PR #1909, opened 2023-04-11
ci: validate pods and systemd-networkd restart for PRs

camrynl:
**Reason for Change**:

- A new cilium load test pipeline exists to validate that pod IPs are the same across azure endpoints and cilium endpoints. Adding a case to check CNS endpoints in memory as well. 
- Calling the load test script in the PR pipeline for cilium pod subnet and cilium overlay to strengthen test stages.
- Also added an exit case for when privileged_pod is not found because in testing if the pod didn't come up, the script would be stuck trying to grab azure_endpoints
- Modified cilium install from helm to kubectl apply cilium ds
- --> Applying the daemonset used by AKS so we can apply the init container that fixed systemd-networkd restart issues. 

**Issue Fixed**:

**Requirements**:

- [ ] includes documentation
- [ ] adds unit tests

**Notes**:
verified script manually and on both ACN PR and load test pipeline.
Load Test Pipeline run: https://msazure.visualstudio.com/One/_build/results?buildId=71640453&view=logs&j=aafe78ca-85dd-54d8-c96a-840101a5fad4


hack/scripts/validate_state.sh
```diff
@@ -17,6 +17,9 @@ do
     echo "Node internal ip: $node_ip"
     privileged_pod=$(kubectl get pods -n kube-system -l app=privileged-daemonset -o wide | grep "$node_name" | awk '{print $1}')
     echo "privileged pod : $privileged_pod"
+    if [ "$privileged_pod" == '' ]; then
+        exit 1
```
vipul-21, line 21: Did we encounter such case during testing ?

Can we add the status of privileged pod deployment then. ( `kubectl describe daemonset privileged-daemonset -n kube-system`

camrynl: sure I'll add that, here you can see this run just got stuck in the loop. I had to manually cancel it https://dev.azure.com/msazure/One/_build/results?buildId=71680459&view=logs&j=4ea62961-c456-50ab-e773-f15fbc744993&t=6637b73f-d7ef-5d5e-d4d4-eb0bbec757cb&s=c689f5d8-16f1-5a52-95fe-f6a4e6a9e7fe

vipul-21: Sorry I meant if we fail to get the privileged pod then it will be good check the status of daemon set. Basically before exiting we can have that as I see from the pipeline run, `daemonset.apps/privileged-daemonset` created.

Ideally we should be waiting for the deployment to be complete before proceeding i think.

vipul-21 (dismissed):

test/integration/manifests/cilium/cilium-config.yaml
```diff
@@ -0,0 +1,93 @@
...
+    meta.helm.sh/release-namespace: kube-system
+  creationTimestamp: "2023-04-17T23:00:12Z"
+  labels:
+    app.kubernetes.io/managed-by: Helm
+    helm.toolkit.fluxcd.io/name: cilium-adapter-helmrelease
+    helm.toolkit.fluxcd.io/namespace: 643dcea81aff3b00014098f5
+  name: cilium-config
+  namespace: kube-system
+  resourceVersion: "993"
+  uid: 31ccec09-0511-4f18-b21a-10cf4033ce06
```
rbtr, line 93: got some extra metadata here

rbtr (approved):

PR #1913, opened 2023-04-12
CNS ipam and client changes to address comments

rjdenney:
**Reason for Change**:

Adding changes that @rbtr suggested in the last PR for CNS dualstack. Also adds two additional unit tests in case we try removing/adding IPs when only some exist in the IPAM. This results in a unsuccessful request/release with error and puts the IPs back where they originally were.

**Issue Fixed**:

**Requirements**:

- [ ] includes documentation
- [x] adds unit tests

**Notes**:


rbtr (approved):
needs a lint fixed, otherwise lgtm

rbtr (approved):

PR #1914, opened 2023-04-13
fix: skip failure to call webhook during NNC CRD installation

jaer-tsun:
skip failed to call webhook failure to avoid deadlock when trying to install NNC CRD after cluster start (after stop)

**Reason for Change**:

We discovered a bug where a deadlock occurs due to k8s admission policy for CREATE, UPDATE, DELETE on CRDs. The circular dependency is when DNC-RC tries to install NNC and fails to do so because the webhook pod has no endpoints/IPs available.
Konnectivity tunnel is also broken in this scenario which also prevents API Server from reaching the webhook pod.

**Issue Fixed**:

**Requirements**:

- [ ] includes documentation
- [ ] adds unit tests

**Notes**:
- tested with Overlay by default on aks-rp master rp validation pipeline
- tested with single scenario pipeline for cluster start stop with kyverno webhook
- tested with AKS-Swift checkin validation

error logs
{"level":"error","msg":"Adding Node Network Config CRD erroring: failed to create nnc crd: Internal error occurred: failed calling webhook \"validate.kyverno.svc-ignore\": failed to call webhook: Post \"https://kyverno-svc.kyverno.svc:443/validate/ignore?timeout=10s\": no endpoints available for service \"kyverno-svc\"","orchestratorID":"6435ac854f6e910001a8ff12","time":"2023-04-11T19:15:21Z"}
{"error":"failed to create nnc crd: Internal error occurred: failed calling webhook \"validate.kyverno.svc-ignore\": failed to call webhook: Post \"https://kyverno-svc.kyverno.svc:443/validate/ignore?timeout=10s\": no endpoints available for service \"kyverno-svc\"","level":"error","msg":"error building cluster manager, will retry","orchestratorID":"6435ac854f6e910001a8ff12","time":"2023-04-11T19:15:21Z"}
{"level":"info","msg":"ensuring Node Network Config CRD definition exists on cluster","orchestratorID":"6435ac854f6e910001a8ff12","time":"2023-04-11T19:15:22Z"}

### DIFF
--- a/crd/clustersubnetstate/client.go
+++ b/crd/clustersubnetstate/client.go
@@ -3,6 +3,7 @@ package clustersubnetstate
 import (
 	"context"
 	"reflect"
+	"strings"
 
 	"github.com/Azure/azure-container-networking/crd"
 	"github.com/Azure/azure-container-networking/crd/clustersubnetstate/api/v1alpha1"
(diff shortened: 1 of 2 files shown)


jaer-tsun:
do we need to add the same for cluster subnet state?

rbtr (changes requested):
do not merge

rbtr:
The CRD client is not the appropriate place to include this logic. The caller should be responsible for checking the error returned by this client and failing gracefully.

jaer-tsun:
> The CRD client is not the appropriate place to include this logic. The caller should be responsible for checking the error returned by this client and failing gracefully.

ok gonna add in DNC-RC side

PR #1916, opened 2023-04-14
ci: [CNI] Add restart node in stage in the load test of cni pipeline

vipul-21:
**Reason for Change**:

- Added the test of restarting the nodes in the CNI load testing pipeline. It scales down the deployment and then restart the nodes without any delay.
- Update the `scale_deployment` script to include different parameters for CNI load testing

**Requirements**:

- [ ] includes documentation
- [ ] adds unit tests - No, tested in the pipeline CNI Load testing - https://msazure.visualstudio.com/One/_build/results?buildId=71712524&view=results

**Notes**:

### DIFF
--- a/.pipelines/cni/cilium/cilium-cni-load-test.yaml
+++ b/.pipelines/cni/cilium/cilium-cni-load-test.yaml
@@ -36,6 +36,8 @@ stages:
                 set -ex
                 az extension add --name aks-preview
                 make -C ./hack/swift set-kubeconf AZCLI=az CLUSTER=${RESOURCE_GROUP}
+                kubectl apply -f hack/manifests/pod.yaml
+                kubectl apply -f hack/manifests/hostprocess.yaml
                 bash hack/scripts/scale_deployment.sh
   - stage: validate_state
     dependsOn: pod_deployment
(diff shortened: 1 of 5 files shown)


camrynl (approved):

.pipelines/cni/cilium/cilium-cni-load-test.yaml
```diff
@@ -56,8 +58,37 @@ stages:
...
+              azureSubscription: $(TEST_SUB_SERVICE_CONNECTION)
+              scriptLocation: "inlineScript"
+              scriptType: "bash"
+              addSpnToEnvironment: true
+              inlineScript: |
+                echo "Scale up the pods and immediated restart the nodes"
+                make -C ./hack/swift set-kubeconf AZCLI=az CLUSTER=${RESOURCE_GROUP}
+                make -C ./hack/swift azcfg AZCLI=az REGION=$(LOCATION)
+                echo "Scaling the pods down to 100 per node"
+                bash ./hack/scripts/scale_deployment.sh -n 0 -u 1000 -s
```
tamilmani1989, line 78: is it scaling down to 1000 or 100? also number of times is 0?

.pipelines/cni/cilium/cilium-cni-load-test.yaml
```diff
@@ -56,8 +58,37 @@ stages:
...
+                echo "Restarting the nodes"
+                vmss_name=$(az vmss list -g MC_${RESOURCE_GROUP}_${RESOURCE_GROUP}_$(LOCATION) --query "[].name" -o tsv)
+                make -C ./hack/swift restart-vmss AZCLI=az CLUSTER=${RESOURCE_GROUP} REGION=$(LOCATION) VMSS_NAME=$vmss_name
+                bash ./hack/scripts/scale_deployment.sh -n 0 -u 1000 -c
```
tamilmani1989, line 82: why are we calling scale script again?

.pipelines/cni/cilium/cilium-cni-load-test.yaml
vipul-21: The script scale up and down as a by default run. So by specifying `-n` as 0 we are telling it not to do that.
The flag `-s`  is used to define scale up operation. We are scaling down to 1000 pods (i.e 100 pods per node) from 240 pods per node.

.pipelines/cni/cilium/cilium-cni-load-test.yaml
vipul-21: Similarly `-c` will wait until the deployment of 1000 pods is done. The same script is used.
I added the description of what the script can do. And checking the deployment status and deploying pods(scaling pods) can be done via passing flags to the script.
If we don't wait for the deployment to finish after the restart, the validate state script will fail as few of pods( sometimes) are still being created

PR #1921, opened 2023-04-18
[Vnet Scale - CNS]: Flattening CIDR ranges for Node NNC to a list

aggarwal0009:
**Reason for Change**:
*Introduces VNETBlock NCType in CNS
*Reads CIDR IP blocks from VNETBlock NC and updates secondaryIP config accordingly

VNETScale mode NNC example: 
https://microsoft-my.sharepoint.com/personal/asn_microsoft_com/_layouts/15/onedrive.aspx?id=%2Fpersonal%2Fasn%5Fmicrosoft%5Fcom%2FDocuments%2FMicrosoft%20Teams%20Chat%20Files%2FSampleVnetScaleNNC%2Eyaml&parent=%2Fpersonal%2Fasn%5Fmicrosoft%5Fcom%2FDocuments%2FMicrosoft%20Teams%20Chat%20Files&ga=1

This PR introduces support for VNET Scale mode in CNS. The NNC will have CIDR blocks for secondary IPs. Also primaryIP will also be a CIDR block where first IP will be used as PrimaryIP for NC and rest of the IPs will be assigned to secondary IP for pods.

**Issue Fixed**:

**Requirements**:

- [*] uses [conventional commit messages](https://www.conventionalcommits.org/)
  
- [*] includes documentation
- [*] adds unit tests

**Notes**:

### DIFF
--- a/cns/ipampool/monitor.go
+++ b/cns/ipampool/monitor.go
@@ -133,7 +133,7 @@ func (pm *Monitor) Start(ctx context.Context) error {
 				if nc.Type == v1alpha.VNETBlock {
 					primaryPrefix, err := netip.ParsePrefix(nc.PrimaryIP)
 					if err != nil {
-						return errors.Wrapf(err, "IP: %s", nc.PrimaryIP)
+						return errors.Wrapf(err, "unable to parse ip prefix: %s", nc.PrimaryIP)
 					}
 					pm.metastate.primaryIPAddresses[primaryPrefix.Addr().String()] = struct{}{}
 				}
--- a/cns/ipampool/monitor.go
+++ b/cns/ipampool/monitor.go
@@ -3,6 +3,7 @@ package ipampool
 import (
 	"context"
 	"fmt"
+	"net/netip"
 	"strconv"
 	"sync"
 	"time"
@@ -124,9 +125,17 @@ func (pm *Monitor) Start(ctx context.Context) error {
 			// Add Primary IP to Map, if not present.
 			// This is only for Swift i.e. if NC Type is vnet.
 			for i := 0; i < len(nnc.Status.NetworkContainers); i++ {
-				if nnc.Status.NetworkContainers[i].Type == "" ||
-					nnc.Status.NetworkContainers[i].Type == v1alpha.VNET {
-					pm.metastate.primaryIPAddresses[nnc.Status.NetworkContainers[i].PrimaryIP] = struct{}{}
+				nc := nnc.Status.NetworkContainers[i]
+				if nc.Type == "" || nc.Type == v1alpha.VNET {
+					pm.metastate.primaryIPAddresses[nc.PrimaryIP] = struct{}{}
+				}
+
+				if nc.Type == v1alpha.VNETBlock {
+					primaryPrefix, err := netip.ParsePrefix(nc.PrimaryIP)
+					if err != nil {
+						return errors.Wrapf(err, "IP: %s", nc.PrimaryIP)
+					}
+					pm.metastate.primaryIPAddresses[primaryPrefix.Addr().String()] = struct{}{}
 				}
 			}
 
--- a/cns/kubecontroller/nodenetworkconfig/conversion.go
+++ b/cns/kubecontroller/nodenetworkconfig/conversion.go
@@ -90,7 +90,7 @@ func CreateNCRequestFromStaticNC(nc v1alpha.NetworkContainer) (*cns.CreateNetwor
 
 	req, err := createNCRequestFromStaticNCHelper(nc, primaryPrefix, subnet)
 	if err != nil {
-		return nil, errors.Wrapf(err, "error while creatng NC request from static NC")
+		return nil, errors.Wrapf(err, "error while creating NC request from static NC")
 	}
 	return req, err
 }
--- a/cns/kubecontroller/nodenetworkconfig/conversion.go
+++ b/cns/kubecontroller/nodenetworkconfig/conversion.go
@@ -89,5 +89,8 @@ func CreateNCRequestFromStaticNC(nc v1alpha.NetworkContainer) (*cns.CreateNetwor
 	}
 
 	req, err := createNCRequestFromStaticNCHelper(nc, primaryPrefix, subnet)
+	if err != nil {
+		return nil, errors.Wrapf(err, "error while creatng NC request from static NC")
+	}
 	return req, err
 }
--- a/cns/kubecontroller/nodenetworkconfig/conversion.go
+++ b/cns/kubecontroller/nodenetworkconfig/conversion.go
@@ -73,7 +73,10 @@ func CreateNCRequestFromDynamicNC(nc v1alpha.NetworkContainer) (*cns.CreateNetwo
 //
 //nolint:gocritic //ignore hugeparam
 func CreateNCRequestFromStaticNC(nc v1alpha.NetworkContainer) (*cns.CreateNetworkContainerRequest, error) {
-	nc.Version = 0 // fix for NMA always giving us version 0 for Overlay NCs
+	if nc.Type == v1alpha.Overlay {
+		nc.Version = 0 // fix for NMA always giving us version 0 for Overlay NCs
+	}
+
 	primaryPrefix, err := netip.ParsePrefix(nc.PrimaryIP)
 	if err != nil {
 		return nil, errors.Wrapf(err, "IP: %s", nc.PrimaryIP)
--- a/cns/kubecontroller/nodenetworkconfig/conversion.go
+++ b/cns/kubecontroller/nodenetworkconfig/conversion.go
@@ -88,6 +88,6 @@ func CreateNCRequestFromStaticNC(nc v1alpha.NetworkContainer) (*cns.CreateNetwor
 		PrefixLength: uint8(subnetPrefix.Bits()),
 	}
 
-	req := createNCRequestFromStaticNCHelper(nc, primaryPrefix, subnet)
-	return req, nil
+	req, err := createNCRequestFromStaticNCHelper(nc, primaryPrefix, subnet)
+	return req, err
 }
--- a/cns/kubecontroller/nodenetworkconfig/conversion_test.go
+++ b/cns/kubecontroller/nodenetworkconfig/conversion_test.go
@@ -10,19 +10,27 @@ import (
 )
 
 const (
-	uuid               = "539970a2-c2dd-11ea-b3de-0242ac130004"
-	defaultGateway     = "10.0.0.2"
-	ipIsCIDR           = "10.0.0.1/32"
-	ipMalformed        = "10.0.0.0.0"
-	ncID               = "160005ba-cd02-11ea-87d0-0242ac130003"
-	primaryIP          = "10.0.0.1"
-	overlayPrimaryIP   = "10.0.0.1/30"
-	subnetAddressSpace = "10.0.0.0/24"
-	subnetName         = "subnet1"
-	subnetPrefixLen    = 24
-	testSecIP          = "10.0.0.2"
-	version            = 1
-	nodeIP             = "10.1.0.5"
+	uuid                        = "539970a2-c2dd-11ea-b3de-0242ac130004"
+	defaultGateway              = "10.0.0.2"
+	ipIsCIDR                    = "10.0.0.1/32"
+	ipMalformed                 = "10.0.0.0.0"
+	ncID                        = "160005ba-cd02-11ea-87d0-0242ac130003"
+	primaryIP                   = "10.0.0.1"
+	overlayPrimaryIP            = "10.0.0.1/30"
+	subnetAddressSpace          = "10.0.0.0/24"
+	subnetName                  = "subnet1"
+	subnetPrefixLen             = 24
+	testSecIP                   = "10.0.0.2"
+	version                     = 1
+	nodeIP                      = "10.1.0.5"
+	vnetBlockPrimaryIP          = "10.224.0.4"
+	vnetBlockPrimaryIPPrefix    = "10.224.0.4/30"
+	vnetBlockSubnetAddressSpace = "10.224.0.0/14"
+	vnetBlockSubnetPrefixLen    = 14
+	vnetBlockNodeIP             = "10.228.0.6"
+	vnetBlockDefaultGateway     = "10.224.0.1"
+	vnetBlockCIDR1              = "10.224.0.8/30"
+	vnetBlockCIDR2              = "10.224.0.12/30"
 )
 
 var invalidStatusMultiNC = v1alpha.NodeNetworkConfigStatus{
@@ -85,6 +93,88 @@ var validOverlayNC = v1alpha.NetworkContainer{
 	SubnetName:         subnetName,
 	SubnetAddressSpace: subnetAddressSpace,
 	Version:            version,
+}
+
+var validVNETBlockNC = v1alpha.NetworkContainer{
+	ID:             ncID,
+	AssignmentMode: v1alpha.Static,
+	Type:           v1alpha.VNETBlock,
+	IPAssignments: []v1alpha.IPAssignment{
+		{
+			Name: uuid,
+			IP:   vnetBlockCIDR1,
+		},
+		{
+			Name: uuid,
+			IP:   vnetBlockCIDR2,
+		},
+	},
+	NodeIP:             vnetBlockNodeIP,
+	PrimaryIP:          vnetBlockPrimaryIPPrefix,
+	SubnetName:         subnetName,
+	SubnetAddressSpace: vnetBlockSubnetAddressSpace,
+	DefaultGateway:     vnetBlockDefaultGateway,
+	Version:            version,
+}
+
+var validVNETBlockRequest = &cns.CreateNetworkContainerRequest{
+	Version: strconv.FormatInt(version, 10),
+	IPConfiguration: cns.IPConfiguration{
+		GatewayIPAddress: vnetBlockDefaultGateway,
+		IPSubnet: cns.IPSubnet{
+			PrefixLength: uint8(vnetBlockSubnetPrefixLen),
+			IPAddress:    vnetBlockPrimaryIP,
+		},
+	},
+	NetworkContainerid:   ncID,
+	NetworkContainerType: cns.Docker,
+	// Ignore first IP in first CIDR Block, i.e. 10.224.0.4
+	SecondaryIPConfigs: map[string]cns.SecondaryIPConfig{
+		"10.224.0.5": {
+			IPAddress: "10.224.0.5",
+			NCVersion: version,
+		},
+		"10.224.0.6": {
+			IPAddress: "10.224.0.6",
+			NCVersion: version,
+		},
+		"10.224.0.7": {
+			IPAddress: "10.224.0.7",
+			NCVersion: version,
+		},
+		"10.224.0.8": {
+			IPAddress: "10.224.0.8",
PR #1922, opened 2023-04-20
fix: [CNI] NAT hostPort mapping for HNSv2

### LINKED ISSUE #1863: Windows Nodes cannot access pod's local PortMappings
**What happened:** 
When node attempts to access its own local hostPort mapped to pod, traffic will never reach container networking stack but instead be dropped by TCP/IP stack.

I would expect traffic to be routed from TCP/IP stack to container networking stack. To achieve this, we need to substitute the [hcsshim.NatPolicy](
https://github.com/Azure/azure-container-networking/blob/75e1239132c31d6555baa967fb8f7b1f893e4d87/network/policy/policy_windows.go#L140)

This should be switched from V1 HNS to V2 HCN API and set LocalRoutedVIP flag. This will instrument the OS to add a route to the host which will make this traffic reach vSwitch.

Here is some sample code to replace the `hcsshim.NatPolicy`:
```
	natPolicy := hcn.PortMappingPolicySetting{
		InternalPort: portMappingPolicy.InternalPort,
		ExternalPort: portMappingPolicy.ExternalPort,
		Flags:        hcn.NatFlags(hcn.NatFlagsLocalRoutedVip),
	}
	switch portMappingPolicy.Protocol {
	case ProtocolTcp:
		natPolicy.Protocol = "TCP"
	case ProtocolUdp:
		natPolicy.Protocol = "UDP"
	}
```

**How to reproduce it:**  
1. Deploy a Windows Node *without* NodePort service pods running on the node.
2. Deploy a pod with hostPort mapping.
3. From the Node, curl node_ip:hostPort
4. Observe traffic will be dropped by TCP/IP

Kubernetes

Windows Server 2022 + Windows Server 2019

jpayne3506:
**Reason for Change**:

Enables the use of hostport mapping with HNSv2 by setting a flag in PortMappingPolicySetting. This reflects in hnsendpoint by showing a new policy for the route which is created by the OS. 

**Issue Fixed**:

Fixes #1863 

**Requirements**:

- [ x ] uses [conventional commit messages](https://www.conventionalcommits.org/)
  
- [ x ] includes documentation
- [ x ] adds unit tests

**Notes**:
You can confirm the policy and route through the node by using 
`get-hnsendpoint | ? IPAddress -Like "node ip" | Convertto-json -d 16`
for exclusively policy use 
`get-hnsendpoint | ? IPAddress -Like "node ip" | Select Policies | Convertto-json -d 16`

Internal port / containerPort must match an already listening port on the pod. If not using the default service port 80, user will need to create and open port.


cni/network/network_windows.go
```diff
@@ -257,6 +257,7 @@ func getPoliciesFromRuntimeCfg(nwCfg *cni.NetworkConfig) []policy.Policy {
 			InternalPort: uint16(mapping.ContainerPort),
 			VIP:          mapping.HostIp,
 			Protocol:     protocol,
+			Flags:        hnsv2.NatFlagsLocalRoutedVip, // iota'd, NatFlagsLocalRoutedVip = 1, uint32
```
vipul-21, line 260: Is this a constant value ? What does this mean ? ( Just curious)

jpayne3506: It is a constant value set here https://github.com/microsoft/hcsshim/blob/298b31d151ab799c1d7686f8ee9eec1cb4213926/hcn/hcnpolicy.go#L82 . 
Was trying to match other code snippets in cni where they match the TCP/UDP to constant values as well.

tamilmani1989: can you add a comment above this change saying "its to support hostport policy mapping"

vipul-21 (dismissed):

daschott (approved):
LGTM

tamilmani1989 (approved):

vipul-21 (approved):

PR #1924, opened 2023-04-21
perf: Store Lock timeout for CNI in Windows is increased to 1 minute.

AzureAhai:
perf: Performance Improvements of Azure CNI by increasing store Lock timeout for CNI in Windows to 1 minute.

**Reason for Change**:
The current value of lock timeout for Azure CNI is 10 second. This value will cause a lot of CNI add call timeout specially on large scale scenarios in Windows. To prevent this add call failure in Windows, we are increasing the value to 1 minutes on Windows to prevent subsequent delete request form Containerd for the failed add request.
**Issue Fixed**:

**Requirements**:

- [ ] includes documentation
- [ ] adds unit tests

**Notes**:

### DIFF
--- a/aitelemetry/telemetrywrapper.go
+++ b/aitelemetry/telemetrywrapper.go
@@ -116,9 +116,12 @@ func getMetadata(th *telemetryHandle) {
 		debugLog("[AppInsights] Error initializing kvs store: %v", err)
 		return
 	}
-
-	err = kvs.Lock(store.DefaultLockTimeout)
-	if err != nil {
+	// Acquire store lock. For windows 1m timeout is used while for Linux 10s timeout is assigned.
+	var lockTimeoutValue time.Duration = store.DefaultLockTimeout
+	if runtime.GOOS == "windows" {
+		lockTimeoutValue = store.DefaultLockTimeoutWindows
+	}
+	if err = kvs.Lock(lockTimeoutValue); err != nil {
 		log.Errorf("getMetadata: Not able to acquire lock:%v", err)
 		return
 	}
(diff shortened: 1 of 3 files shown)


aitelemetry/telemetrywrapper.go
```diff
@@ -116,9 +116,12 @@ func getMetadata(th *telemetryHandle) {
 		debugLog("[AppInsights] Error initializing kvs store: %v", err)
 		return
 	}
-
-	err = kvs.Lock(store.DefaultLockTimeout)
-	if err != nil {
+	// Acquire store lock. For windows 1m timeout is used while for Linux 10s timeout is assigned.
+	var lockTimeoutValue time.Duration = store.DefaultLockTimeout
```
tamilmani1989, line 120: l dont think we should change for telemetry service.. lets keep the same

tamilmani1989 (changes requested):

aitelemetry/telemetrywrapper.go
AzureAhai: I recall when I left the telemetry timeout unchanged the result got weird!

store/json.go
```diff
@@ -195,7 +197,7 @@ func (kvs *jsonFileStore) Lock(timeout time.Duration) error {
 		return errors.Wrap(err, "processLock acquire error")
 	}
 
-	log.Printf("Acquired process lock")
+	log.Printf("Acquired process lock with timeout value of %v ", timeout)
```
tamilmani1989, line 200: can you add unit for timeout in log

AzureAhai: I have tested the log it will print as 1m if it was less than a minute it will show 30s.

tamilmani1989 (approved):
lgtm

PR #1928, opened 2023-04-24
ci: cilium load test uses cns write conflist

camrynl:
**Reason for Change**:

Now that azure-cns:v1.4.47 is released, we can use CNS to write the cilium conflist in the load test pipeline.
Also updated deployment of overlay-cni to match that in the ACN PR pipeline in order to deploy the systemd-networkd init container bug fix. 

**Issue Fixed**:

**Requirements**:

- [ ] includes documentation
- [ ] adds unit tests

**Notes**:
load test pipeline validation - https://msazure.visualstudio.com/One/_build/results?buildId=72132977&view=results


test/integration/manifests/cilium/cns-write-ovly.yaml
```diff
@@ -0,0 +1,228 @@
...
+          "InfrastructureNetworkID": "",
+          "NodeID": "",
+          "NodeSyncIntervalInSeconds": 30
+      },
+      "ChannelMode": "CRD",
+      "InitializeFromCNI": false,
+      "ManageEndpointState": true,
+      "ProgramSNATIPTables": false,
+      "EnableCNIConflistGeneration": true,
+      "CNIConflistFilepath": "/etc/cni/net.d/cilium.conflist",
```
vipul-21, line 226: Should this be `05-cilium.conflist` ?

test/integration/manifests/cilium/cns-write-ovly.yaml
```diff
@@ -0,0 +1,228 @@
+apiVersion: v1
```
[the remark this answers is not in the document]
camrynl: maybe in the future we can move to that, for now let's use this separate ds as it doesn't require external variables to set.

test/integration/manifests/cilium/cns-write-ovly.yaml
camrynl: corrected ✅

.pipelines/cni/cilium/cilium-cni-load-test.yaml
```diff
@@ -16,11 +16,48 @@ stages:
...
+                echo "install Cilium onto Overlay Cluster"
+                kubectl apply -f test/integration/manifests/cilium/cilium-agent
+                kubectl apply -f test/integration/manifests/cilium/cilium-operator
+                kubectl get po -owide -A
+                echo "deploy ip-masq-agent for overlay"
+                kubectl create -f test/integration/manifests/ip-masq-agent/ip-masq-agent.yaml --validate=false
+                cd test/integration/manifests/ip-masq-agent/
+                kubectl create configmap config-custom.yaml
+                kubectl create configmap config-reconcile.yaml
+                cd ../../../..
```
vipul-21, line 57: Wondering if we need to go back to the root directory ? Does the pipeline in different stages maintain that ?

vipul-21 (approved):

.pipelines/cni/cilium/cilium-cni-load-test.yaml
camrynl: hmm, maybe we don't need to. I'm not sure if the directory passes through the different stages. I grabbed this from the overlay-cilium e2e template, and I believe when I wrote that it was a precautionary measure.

————

→ Exercise description
Look above for the line with "2. Deploy a pod with hostPort mapping." and the line with "for exclusively policy use". Write out those two lines and all the lines between them, exactly, and no others.

→ Written solution
2. Deploy a pod with hostPort mapping.
3. From the Node, curl node_ip:hostPort
4. Observe traffic will be dropped by TCP/IP

Kubernetes

Windows Server 2022 + Windows Server 2019

jpayne3506:
**Reason for Change**:

Enables the use of hostport mapping with HNSv2 by setting a flag in PortMappingPolicySetting. This reflects in hnsendpoint by showing a new policy for the route which is created by the OS. 

**Issue Fixed**:

Fixes #1863 

**Requirements**:

- [ x ] uses [conventional commit messages](https://www.conventionalcommits.org/)
  
- [ x ] includes documentation
- [ x ] adds unit tests

**Notes**:
You can confirm the policy and route through the node by using 
`get-hnsendpoint | ? IPAddress -Like "node ip" | Convertto-json -d 16`
for exclusively policy use 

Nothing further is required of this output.